By 1850, migration from central and western Europe increased the Jewish population from approximately 2,000 to 50,000. Thousands of immigrants from Germany, Poland, and Hungary in the 1850s tripled the size of the Jewish population to 150,000 in 1860.

A major challenge American Jews were confronted with was adapting religious orthodoxy to the realities of American life. Most early 19th century Jews lived in small towns where it was impossible to obey traditional laws--towns lacked synagogues, a mikvah (ritual bath), a ritual circumciser, and a kosher butcher. Many Jews also found it impossible to refrain from working on the Jewish Sabbath, Saturday.

As early as 1824, a group of Jews in Charleston, S.C., organized one of the country's first Reformed congregations. Their aim was to modify "such parts of the prevailing system of Worship, as are inconsistent with the present enlightened state of society, and not in accordance with the Five Books of Moses and the Prophets." Contrary to Orthodox practice, they worshiped from an English language prayer book, with their heads uncovered, while listening to instrumental music. In later years, many other congregations "Americanized" their rituals by playing organ music during services, permitting men and women to worship side by side, allowing men to prayer without the traditional prayer shawl and head covering, and establishing confirmation ceremonies for boys and girls.

American Jews avidly formed community and charitable institutions.
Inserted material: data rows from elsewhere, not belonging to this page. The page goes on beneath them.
PR #831, opened 2025-04-28
Reparse `@import` as synthetic type-only import declaration

sandersn:
It is slightly stricter than Strada's treatment because Corsa now treats the synthetic node *exactly* as a type-only declaration.


testdata/baselines/reference/submoduleAccepted/conformance/importTag16.types.diff
```diff
@@ -0,0 +1,12 @@
+--- old.importTag16.types
++++ new.importTag16.types
+@@= skipped -12, +12 lines =@@
+  * @param {I} b
+  */
+ export function foo(a, b) {}
+->foo : (a: Foo, b: I) => void
+->a : Foo
++>foo : (a: default, b: I) => void
```
sandersn, line 9: I don't know how typescript behaves, but I've changed so little code that I guess that `a: default` is closer to TS than `a: Foo` was.

testdata/baselines/reference/submoduleAccepted/conformance/importTag17.errors.txt.diff
```diff
@@ -3,17 +3,21 @@
...
-@@= skipped -25, +25 lines =@@
+@@= skipped -21, +21 lines =@@
      
-     /**
-      * @returns { Import }
+ ==== /a.js (2 errors) ====
+     /** @import { Import } from 'foo' with { 'resolution-mode': 'import' } */
 +                  ~~~~~~
-+!!! error TS2304: Cannot find name 'Import'.
++!!! error TS2305: Module '"/node_modules/@types/foo/index"' has no exported member 'Import'.
```
sandersn, line 16: this looks wrong.

sandersn: But it is broken with `import type { Import } from 'foo' with { 'resolution-mode': 'import' }` as well, so I think it's a missing feature of module resolution, not of this PR.

sandersn:
@a-tarasyuk you wrote the original implementation of `@import`, so you might be interested to see how it looks in Corsa.

internal/ast/ast.go
```diff
@@ -4036,13 +4034,21 @@ type ImportDeclaration struct {
...
+
+func (f *NodeFactory) NewImportDeclaration(modifiers *ModifierList, importClause *ImportClauseNode, moduleSpecifier *Expression, attributes *ImportAttributesNode) *Node {
+	return f.newImportOrJSImportDeclaration(KindImportDeclaration, modifiers, importClause, moduleSpecifier, attributes)
+}
+
+func (f *NodeFactory) NewJSImportDeclaration(modifiers *ModifierList, importClause *ImportClauseNode, moduleSpecifier *Expression, attributes *ImportAttributesNode) *Node {
+	return f.newImportOrJSImportDeclaration(KindJSImportDeclaration, modifiers, importClause, moduleSpecifier, attributes)
 }
 
 func (f *NodeFactory) UpdateImportDeclaration(node *ImportDeclaration, modifiers *ModifierList, importClause *ImportClauseNode, moduleSpecifier *Expression, attributes *ImportAttributesNode) *Node {
```
rbuckton, line 4064: `VisitEachChild` is going to have issues if you don't differentiate by `Kind` in `UpdateImportDeclaration`, since it would turn a `JSImportDeclaration` into a normal `ImportDeclaration`.

internal/printer/printer.go
```diff
@@ -3953,7 +3953,7 @@ func (p *Printer) emitStatement(node *ast.Statement) {
 		p.emitNamespaceExportDeclaration(node.AsNamespaceExportDeclaration())
 	case ast.KindImportEqualsDeclaration:
 		p.emitImportEqualsDeclaration(node.AsImportEqualsDeclaration())
-	case ast.KindImportDeclaration:
```
rbuckton: Printing `KindJSImportDeclaration` should either panic (if you expect it to always be transformed), or have its own distinct emit.

internal/transformers/commonjsmodule.go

Even small towns that lacked Jewish congregations had a B'nai B'rith, a lodge and benevolent society founded in 1843, or a Young Men's Hebrew Association (the first was formed in 1854), as well as separate orphan asylums and burial societies.

Jews experienced less discrimination and persecution than Catholics or Mormons in part because of their small numbers and in part because the Jewish community was scattered and decentralized--and therefore did not provoke fears of conspiracy. Equally important, Jews shed distinctive dress and shaved long sideburns that set European Jews apart. But Jews vigorously resisted threats to their identity, strongly opposing state laws that limited membership in state legislatures to Christians and that banned commerce on the Christian Sabbath, as well as efforts of Christian missionaries to convert them and the recitation of Christian prayers in public schools. Pre-Civil War Jews engaged in an uneasy balancing act: they struggled to shed the appearance of foreignness and modernize Jewish traditions while sustaining Jewish distinctiveness.